Figure 1: Thomas Mann

Figure 1 shows a projection of the first two dimensions of the vectors generated from Thomas Mann novels. The sizes of the points represent their relative publication years: small circles are early works, and large circles are late works. The colors represent the clusters predicted from the Bayesian Gaussian mixture model. The samples with the highest distinctiveness scores are from his first work Der Kleine Herr Friedemann and his early work Tristan. The samples showing the least distinctiveness, are from Doktor Faustus, the very work Said cites as an example of a distinctive late style.

Figure 2: Marcel Proust

Figure 2 shows the same projection for samples from the works of Marcel Proust. Proust’s first work, Du côté du chez Swann, is the most distinctive. Proust’s last published work, Le temps retrouvé, which Said cites as an example of late style, is in fact very non-distinctive. Proust’s middle works, however, La prisonnière and Albertine disparue, are only intermediary with respect to publication dates, since they were the final novels he wrote. Here, Said is somewhat correct that Proust has a late style, but misidentifies the works that exemplify it. Again, however, Proust’s early style shows a stronger signal than his late.

Figure 3: Charles Dickens

Figure 3 shows vectors generated from Charles Dickens novels. Here again, the early work The Pickwick Papers has the highest distinctiveness score, followed by David Copperfield. Late works like Our Mutual Friend are among the least distinctive. As the alignment of the point colors and sizes here suggests, Dickens shows a strong periodicity. At 0.469, his is the second-highest periodicity score.

AuthorPeriodicity Score
Proust0.023
Meredith0.028
Ward0.166
Cather0.177
Conrad0.177
Bennett0.220
Hemingway0.326
Scott0.360
Mann0.367
Genet0.457
Dickens0.469
James0.472

Table 1

Table 1 shows the periodicity scores of all the novelists studied here. Those novelists with well-known early and late styles, such as James and Dickens, have high periodicity scores. Writers like Proust, on the other hand, whose novels all form part of the series À la recherche du temps perdu, and were all published within about a decade, show the lowest periodicity scores.
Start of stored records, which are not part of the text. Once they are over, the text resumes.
PR #3194, opened 2024-09-23
fix(api-client): address typo style

antlio:
this pr fixes address bar empty url typo + adds style enhancements and loading overflow:

**before**
image

**after**
image

PR #3204, opened 2024-09-23
fix(api-client): address bar http methods

antlio:
this pr fixes the visibility of the address bar http methods dropdown introduced in #3194.


amritk (approved):
Why not

PR #3207, opened 2024-09-23
fix: modal background in dark mode

cameronrohani:
image

image


packages/themes/src/tailwind.ts
```diff
@@ -79,6 +79,7 @@ export default {
 
       // Utility Colors
       backdrop: 'rgba(0, 0, 0, 0.22)', // Overlay Backdrops
+      backdropdark: 'rgba(0, 0, 0, 0.45)', // Overlay Backdrops
```
antlio, line 82: should we camel case it?

PR #3214, opened 2024-09-23
fix(api-client): adding default extra row on route change

amritk:
This PR ensures we add the extra empty row to forms in the client on route change. Previously we were doing it when the content type changed, but if it didn't change and it was a different route there would be no row added.


marclave (approved):
:)

PR #3223, opened 2024-09-24
feat(api-reference): create new openapi pipeline

hanspagel:
WIP

We have this [`parse()`](https://github.com/scalar/scalar/blob/main/packages/api-reference/src/helpers/parse.ts) function, which loads the OpenAPI documents, dereferences them and does all kinds of strange transformations to the OpenAPI document.

I’d prefer to keep it as a regular OpenAPI document instead and build a new OpenAPI pipeline for the reference with the following goals:

- [x] Less transformations, keep the original OpenAPI document
- [ ] Maybe upgrade all documents to OpenAPI 3.1 on the fly?
- [x] Split the function into loading, dereferencing, upgrading? and normalization
- [x] Add tests
- [x] The normalization should make sure that the most important attributes are there
- [ ] Improved error handling and showing errors in the reference, not just some generic errors in the console
- [ ] Caching for the results so it’s way faster on the second run
- [ ] Reuse the result in the API client, so we only fetch documents once
- [x] Replace `useReactiveSpec`, `parse` and `type Spec` with the new pipeline and the generic `OpenAPI` type.

Feedback on the goals is highly appreciated, the code is nothing ATM.

Related #1902


hanspagel:
This is still great, but I’d like to take another approach (with a smaller impact/less changed files). Closing the PR, but keeping the branch.

PR #3224, opened 2024-09-24
fix(api-client): example sidebar modal

antlio:
this pr fixes:
- closes delete sidebar modal on action
- adds delete example warning message
- sets example parent request


amritk (approved):
I found the correct request was already being pre-selected, but the rest is good!

PR #3234, opened 2024-09-25
fix: fathom script

marclave:
**Problem**
Fathom isnt working properly

**Solution**
With this PR it might fix it


amritk (approved):
gogog

PR #3237, opened 2024-09-25
chore(api-client): create workspace wording

hanspagel:
Doing the important work over here. 😁

* If I create something, it’s obviously new.
* We use title case for other add/create actions.

**Before**
Screenshot 2024-09-25 at 10 03 11

**After**
Screenshot 2024-09-25 at 10 03 54


antlio (approved):
great catch

Issue #3241, opened 2024-09-25
Remove `@scalar/themes` from the dependencies of `@scalar/types`


inyourtime:
### What happens?

The `@scalar/types` package currently imports some types from the `@scalar/themes` package. To reduce dependencies, we need to remove the reliance on `@scalar/themes` by refactoring those types or just copy that type to `@scalar/types`.

### What did you expect to happen?

we will eliminate the `@scalar/themes` dependency from `@scalar/types`, making it more self-contained and reducing external package dependencies.

hanspagel:
That’s a great suggestion! Would you submit a PR?

inyourtime:
Sure, I will submit a PR for this.

PR #3243, opened 2024-09-25
feat: remove `@scalar/themes` from the dependencies of `@scalar/types`

inyourtime:
#3241

### DIFF
--- a/packages/themes/tsconfig.json
+++ b/packages/themes/tsconfig.json
@@ -1,20 +1,8 @@
 {
+  "extends": "../../tsconfig.json",
   "compilerOptions": {
-    "baseUrl": ".",
-    "target": "ES2022" /* Set the JavaScript language version for emitted JavaScript and include compatible library declarations. */,
-    "module": "ESNext" /* Specify what module code is generated. */,
-    "moduleResolution": "Bundler",
-    "resolveJsonModule": true,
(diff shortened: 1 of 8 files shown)


hanspagel (changes requested):
Let’s try to add types as a dependency of themes and import the ThemeId there instead of copying the type ✌️

inyourtime:
i will do it.

packages/themes/tsconfig.json
```diff
@@ -3,7 +3,7 @@
     "baseUrl": ".",
     "target": "ES2022" /* Set the JavaScript language version for emitted JavaScript and include compatible library declarations. */,
     "module": "ESNext" /* Specify what module code is generated. */,
-    "moduleResolution": "Node",
+    "moduleResolution": "Bundler",
```
amritk, line 6: hey great work! do you think you can do one better and just extend the base tsconfig?

```json
{
  "extends": "../../tsconfig.json"
}
```

amritk (changes requested):
Just requested one change to the tsconfig, but excellent work!

amritk (approved):
LGTM!

hanspagel (approved):
Thanks so much! :) Love when the dependency tree becomes smaller/simpler.

PR #3244, opened 2024-09-25
chore: update to fastify v5

VialFlorian:
Update [fastify to v5](https://github.com/fastify/fastify/releases/tag/v5.0.0), and all the fastify plugins to their new compatible v5 version

### DIFF
--- a/examples/cdn-api-reference/package.json
+++ b/examples/cdn-api-reference/package.json
@@ -24,10 +24,10 @@
   },
   "type": "module",
   "dependencies": {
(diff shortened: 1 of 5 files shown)


tmastrom:
Nice! We'll have to do this upgrade alongside a larger upgrade to node 20 and drop support for node 18. [Fastify v5 will only support node 20](https://fastify.dev/docs/latest/Guides/Migration-Guide-V5/#long-term-support-cycle).

PR #3254, opened 2024-09-25
fix(api-client-app): invalid pageview url

hanspagel:
Turns out we’ve used an invalid URL for the pageviews, which worked locally, but not in the build - for some reason.


amritk (approved):
⛵

marclave (approved):

PR #3258, opened 2024-09-26
fix(api-reference): show examples in models section

hwkr:
Shows all the schema example values in the "Models" section again when the `examples` keyword is used (e.g. an array of examples). It sounds like OAS 3.1 has introduced the ability to add multiple examples to a schema as part of its alignment with JSON schema which only [allows an array of examples](https://datatracker.ietf.org/doc/html/draft-bhutton-json-schema-validation-00#section-9.5). 

I also added some additional example data to Scalar Galaxy with multiple examples.

Google Chrome-2024-09-25-18-08-06@2x

Google Chrome-2024-09-25-18-16-57@2x

### DIFF
--- a/.changeset/clean-buckets-perform.md
+++ b/.changeset/clean-buckets-perform.md
@@ -1,0 +1,5 @@
+---
+'@scalar/api-reference': patch
+---
+
+feat: support for multiple examples in schemas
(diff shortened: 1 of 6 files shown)


hanspagel (approved):
Finally! :) Thanks for adding to the galaxy example, too.

cameronrohani (approved):
awesome 😍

This study, beyond simply testing and ultimately disproving the claims of Said and Adorno, provides a framework for stylometric analysis of textual difference, one which could be used to enhance authorship detection techniques and the techniques of forensic text analysis more generally. More experiments are needed, of course, to test the validity of these techniques beyond the domain of literature.


Appendix A

Bibliography
  1. Adorno, T. (2002). Late Style in Beethoven. In: Essays on Music. Berkeley: University of California Press, 2002. pp. 564–568.
  2. Said, E. (2006). On Late Style: Music and Literature Against the Grain. New York: Pantheon Books.